Before Judges CUFF, WECKER and WINKELSTEIN.

*464 The opinion of the court was delivered by WECKER, J.A.D.

Defendant James Brown ("James") appeals from the financial terms of a divorce judgment, challenging the amounts awarded to plaintiff Ellen Brown ("Ellen") as permanent alimony, child support, equitable distribution, counsel fees, and expert witness fees. In this appeal, we hold that under the rationale of Balsamides v. Protameen Chemicals, Inc., 160 N.J. 352, 368, *466 734 A.2d 721 (1999), and Lawson Mardon Wheaton, Inc. v. Smith, 160 N.J. 383, 397, 734 A.2d 738 (1999), which adopt the position of the American Law Institute as set forth at 2 ALI Principles of Corporate Governance § 7.22(a) and comment e thereto, neither marketability nor minority discounts apply to the valuation of defendant's 47 ½% interest in a closely-held corporation for purposes of equitable distribution. For this and other reasons, we remand for reconsideration and further findings with respect to the equitable distribution of James's interest in his family's business, as well as the counsel fee and experts' fee awards to Ellen.

We briefly summarize the relevant background. The parties were married on August 21, 1975, when James was twenty-two years old and Ellen was twenty-three. After twenty-two years of marriage, the parties separated in October 1997. The divorce complaint was filed in November 1997. The trial took place on five days between June and November 1999, and the trial judge issued a thirty-two-page written decision on July 20, 2000. The judgment of divorce was entered on September 7, 2000.

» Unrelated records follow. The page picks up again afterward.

PR #40, opened 2015-09-27
Pass options to content tag

justin808:
* Options passed through to content tag
* Now you can have replay_console set to false and logging_server_set to
  true and server messages go only to the server. replay_console only
  affects the browser console display.


justin808:
@alexfedoseev provided review. Choosing to put html options in with other options to keep consistent with api at https://github.com/reactjs/react-rails/.

PR #42, opened 2015-09-27
Fix no console message on server crash

justin808:
* Fixes crash using render_js and no console msgs
* Fixes missing html_safe when calling content_tag


alexfedoseev:
Looks good! :+1:

PR #44, opened 2015-09-28
[WIP] Refactor to pull js code into its own js file

justin808:


justin808:
Here's the result! Way cleaner client side generated code and way cleaner ruby!

justin808:
Paired all the way with @samnang! Only thing that got us stuck was the execJS not wanting a semicolon at the end of the string!!!

PR #49, opened 2015-10-05
Adds Integration Tests

mapreal19:


.travis.yml
```diff
@@ -3,10 +3,20 @@ rvm:
...
+env:
+ - export RAILS_ENV=test
+before_script:
+- cd ../../
+- export DISPLAY=:99.0
+- sh -e /etc/init.d/xvfb start
 script:
 - rake run_rspec:gem
-- rake run_rspec:dummy
+- DRIVER=selenium_firefox rake run_rspec:dummy
```
justin808, line 19: why not chrome?

justin808:
- [ ] Lots of options to cover, many of which are covered by the new ERB pages I added. Main ones are: `generator_function`, `prerender`, `id`, `class`.
- [ ] Especially important to cover server rendering and check the page source contains the div elements.
- [ ] See if we can easily verify the console output. If not easy, don't worry about this one.
- [ ] How's the coverage?

Thanks! looking super!

.travis.yml
dylangrafmyre, line 19: @justin808 because this is for Travis CI, and that is what they use. Pretty much all CI's use firefox browser for the selenium web driver.

justin808:
@mapreal19 How about we merge this and open a new PR for the next ones?

mapreal19:
@justin808 yeah makes sense!

mapreal19:
@justin808 I'd merge so we can benefit from those tests and slowly improve coverage. 

It's good too if someone finds a bug, he would be able to write a spec on top of these changes

justin808:
Thanks @mapreal19! Let's get the coverage up!

PR #593, opened 2016-11-07
Fix broken URL for gitbooks

VagishVela:
The URL is broken on https://shakacode.gitbooks.io/react-on-rails/content/docs/additional-reading/hot-reloading-rails-development.html since it is looking relatively and not at the repo.

---
This change is [Reviewable](https://reviewable.io/reviews/shakacode/react_on_rails/593)


VagishVela:
@justin808 Noticed a broken URL on gitbooks so made it absolute on here.

justin808:
Thanks @VagishVela!

PR #612, opened 2016-11-20
Remove Context calling React.Component constructor

justin808:
The React.Component takes one param in a call to super in the
constructor.


robwise:
lgtm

When the parties married, James had recently graduated from college and immediately went to work in his family's wholesale florist business, Union County Florist Supplies, Inc. (Florist), eventually acquiring a 47 ½% interest in the firm and becoming an officer. He has continually been employed by Florist. Ellen worked full-time as a dental assistant during virtually all of the marriage and continues in the position she has held for many years. The parties' only child, Matthew, was born September 6, 1985 and adopted as an infant. The parties agreed to joint legal custody of Matthew, with Ellen as the primary residential custodial parent.

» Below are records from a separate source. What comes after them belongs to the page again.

PR #689, opened 2017-01-18
Added property renderedHtml to return gen func

justin808:
This is to support React Router v4, which needs the result of calling
renderToString.

---
This change is [Reviewable](https://reviewable.io/reviews/shakacode/react_on_rails/689)

### DIFF
--- a/spec/dummy/spec/features/integration_spec.rb
+++ b/spec/dummy/spec/features/integration_spec.rb
@@ -176,6 +176,15 @@ feature "Code Splitting w/ Server Rendering", :js do
   end
 end
 
+feature "renderedHtml from generator function", :js do
+  subject { page }
+  background { visit "/rendered_html" }
+  scenario "renderedHtml should not have any errors" do
+    expect(subject).to have_text "Props: {\"hello\":\"world\"}"
+    expect(subject.html).to include("[SERVER] RENDERED RenderedHtml to dom node with id")
+  end
+end
+
 shared_examples "React Component Shared Store" do |url|
   subject { page }
   background { visit url }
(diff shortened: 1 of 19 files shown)


justin808:
@robwise @alexfedoseev can I get a quick review on the JS parts?
@mapreal19 @samnang please take a quick peek at the Ruby code.

spec/dummy/spec/features/integration_spec.rb
```diff
@@ -176,6 +176,15 @@ def change_text_expect_dom_selector(dom_selector)
   end
 end
 
+feature "renderedHtml from generator function", :js do
+  subject { page }
```
samnang, line 180: Do you prefer to call it `subject` instead of `page`? To me, page is more explicit and specific in this context.

spec/dummy/spec/features/integration_spec.rb
```diff
@@ -176,6 +176,15 @@ def change_text_expect_dom_selector(dom_selector)
...
+  background { visit "/rendered_html" }
+  scenario "renderedHtml should not have any errors" do
+    expect(subject).to have_text "Props: {\"hello\":\"world\"}"
+    expect(subject.html).to include("[SERVER] RENDERED RenderedHtml to dom node with id")
```
samnang, line 184: Why do we have to check with the whole string here instead of putting assertion on what we want to verify each part.

mapreal19:
Reviewed 6 of 19 files at r1.
Review status: 6 of 18 files reviewed at latest revision, 2 unresolved discussions.

---



*Comments from [Reviewable](https://reviewable.io:443/reviews/shakacode/react_on_rails/689)*

spec/dummy/spec/features/integration_spec.rb
justin808: I'm being consistent with other tests in this file.

spec/dummy/spec/features/integration_spec.rb
justin808: Because this is in a script tag.

alexfedoseev:
@justin808 I tried only client part of `react-router@4` yet. Looking at docs for server rendering, api seems kinda strange, I don't get why 404 case requires second render. But anyway, talking about integration w/ `react_on_rails`— it LGTM.

PR #690, opened 2017-01-18
Fix incorrect "this" references of Node.js SSR

nostophilia:
The default Node.js server file created by the generator throw errors of `undefined`. Arrow functions don't bind `this`, so it's not referencing the `handler` object as expected but the global object likely. So something like this won't work and throw an error.
```js
Handler.prototype.initialize = () => {
  console.log(`Processing ${this.queue.length} pending requests`);
  ......
}
```
We can either use ES6 class or write something like `Handler.prototype.handle = function (connection) ...`. I'd prefer the former one.
 
(BTW, I'm using Node.js as backend because I'm experimenting server-side rendering with `Relay` or `Apollo` and `ExecJS` doesn't seem to support this. But with the `Node` solution, I don't like the fact that there seems to be some unnecessary communications between `Rails` and `Node` due to the way those GraphQL client SSR works. I wish there can be a way to **hydrate** Apollo store from `Rails` like how you did with `Redux` SSR. Maybe I will update you later on another issue after some researching)

---
This change is [Reviewable](https://reviewable.io/reviews/shakacode/react_on_rails/690)

### DIFF
--- a/CHANGELOG.md
+++ b/CHANGELOG.md
@@ -4,12 +4,13 @@ All notable changes to this project's source code will be documented in this fil
 Contributors: please follow the recommendations outlined at [keepachangelog.com](http://keepachangelog.com/). Please use the existing headings and styling as a guide, and add a link for the version diff at the bottom of the file. Also, please update the `Unreleased` link to compare to the latest release version.
 
 ## [Unreleased]
-*Please add entries here for your pull requests.*
+### Fixed
+- Fix incorrect "this" references of Node.js SSR [#690] by [nostophilia](https://github.com/nostophilia)
 
 ## [6.4.0] - 2017-1-12
 
 ### Possible Breaking Change
-- Since foreman is no longer a dependency of the React on Rails gem, please run `gem install foreman`. If you are using rvm, you may wish to run `rvm @global do gem install foreman` to install foreman for all your gemsets. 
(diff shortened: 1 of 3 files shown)


justin808:
@alleycat-at-git Please review

alleycat-at-git:
:lgtm:

---

Reviewed 2 of 2 files at r1.

---



*Comments from [Reviewable](https://reviewable.io:443/reviews/shakacode/react_on_rails/690#-:-Kb9qzkCHaDARuM3zqrY:bnfp4nl)*

justin808:
@nostophilia Thanks! Please add the appropriate changelog entry and I'll merge this.

justin808:
slight request

---

Reviewed 1 of 1 files at r2.

---

*[CHANGELOG.md, line 7 at r2](https://reviewable.io:443/reviews/shakacode/react_on_rails/690#-Kbmz0r9KSMvBJl_eb9Q:-Kbmz0r9KSMvBJl_eb9R:bpcagee) ([raw file](https://github.com/shakacode/react_on_rails/blob/53af84126bb1a7c10a89849625938e84775f344e/CHANGELOG.md#L7)):*
> ```Markdown
> 
> ## [Unreleased]
> *Please add entries here for your pull requests.*
> ```

Please don't remove this line!

---


*Comments from [Reviewable](https://reviewable.io:443/reviews/shakacode/react_on_rails/690#-:-Kbmz4IVemNryZvEM6T_:b-urvmq1)*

The parties owned their own home in Bloomfield, which they improved over the years. They sent Matthew to a private school, Montclair Kimberley Academy, as well as to summer camp; generally took vacations three times per year; and each drove a leased car supplied by Florist and replaced every three years. In 1998, James reported W-2 income of $75,000, 1099 income of $75,000, and interest income of $7,131, all from Florist, and "passive income" of $8,514 from both Florist and PRJ, a real estate partnership in which James, his brother Richard, and his mother Patricia each held a one-third interest. Thus James's income reported in 1998 was in excess of $165,645. Ellen reported W-2 income of $27,194.99 for 1998. Each party's reported income in 1997 and 1996 was similar to that reported for 1998.

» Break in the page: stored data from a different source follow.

PR #695, opened 2017-01-26
Alexey/render deferred

justin808:
The purpose of this change is to allow an option on a react_component to be rendered with an explicit call rather than automatically when page loaded.

We thought this one was needed for rendering React on Rails components created on the view with react_component to be rendered by another library asynchronously, but now we're not sure this is required.

This change is [Reviewable](https://reviewable.io/reviews/shakacode/react_on_rails/695)

### DIFF
--- a/lib/react_on_rails/react_component/options.rb
+++ b/lib/react_on_rails/react_component/options.rb
@@ -33,6 +33,10 @@ module ReactOnRails
         retrieve_key(:prerender)
       end
 
+      def render_deferred
+        options[:render_deferred] || false
+      end
+
       def trace
         retrieve_key(:trace)
       end
@@ -50,7 +54,8 @@ module ReactOnRails
           component_name: name,
           props: props,
           trace: trace,
-          dom_id: dom_id
+          dom_id: dom_id,
+          render_deferred: render_deferred
         }
       end
 
--- a/lib/react_on_rails/version_checker.rb
+++ b/lib/react_on_rails/version_checker.rb
@@ -68,7 +68,7 @@ module ReactOnRails
       end
 
       def relative_path?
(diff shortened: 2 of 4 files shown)


justin808:
LGTM with one tiny change.

---

Review status: 0 of 4 files reviewed at latest revision, 2 unresolved discussions, some commit checks broke.

---

*[lib/react_on_rails/version_checker.rb, line 71 at r1](https://reviewable.io:443/reviews/shakacode/react_on_rails/695#-KbRuEddNT-yovg1INsq:-KbRuEddNT-yovg1INsr:b-39soph) ([raw file](https://github.com/shakacode/react_on_rails/blob/3f84aa854f018f9bdc269b9382075ab48b6e2a4f/lib/react_on_rails/version_checker.rb#L71)):*
> ```Ruby
> 
>       def relative_path?
>         raw.match(%r{(\.\.|\Afile:///)}).present?
> ```

why did this change?

---

*[node_package/src/ReactOnRails.js, line 89 at r1](https://reviewable.io:443/reviews/shakacode/react_on_rails/695#-KbRuQ0WqyIyHqKn22M2:-KbRuQ0WqyIyHqKn22M3:blfvdl4) ([raw file](https://github.com/shakacode/react_on_rails/blob/41f15abb8440be01f19b49db970de8b027b19e51/node_package/src/ReactOnRails.js#L89)):*
> ```JavaScript
> 
>   /**
>    * Render react_components with option data-renderdeferred: true. These components are not
> ```

Should be a dash.

---


*Comments from [Reviewable](https://reviewable.io:443/reviews/shakacode/react_on_rails/695#-:-KbRuZWBGXD_kD9eJA1B:b-7hp25x)*

justin808:
@alleycat-at-git should I close this one?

With respect to equitable distribution, the trial judge adopted Ellen's expert's valuation of James's interest in Florist as $561,925, which excluded discounts for lack of marketability and lack of control that James's expert included, and which omitted any reduction for James's claim that he received his interest as a gift. The judge awarded Ellen 40% of James's interest, $225,000, in equitable distribution. The parties agreed on the appraised value of PRJ's real property and the partnership's equity therein. After rejecting James's claim that his one-third interest was a gift and therefore immune from equitable distribution, the judge awarded Ellen $67,000, 40% of James's share of the equity in the property.

The parties stipulated the fair market value of the marital residence at $182,500 and the mortgage balance at $94,000. The judge awarded James $35,500, approximately 40% of the equity in the house. Ellen received title to the house subject to the mortgage and responsibility for repairs *467 to the roof and windows and for water damage,[1] thus receiving net value of approximately $49,700.

In addition to the house and to James's holdings in Florist and PRJ, the parties' assets subject to equitable distribution and valued as of the date of the complaint, were:

James's Paine Weber Investment Account $27,000[2] James's Paine Weber Retirement Account $29,536.82[3] Ellen's IRA Account $ 6,464 Ellen's Employer's Pension Account $37,284 Household Furnishings $15,000 Ellen's Jewelry $15,320

These assets were ordered divided equally between the parties. In awarding Ellen 50% of the filing-date balances in James's Paine Weber accounts, plus "accumulated dividends, interest and growth ... to the date of distribution ...," the trial judge found that although James had invaded those accounts during the course of the litigation with permission of the court, the orders allowing those withdrawals had reserved a final accounting to the conclusion of trial, and James "had the financial ability to pay the attorney fees, reasonable Bar Mitzvah costs; camp and temple expenses from his income and/or from his mother who paid the camp and temple costs prior to the parties' marital problems."[4] The judge applied the following legal principles:

Marital liabilities as well as marital assets must be considered when awarding equitable distribution. Monte v. Monte, 212 N.J.Super. 557, 515 A.2d 1233 (App.Div.1986). "However, if the debt resulted because the husband intentionally dissipated marital assets such intentional dissipation is no more than a fraud on marital rights and the debt will not be charged to the wife." Monte, supra. If the defendant depleted marital assets to discharge his obligations, he would be charged with the amount of the depletion. Weiss v. Weiss, [226 N.J.Super. 281, 543 A.2d 1062 (App.Div.1988).] Moreover, a party may not use marital assets to defray support from current earnings and thereby defeat a spouse's interest in the asset at the time of equitable distribution. Lynn v. Lynn, 165 N.J.Super. 328[, 398 A.2d 141] (App.Div.1979).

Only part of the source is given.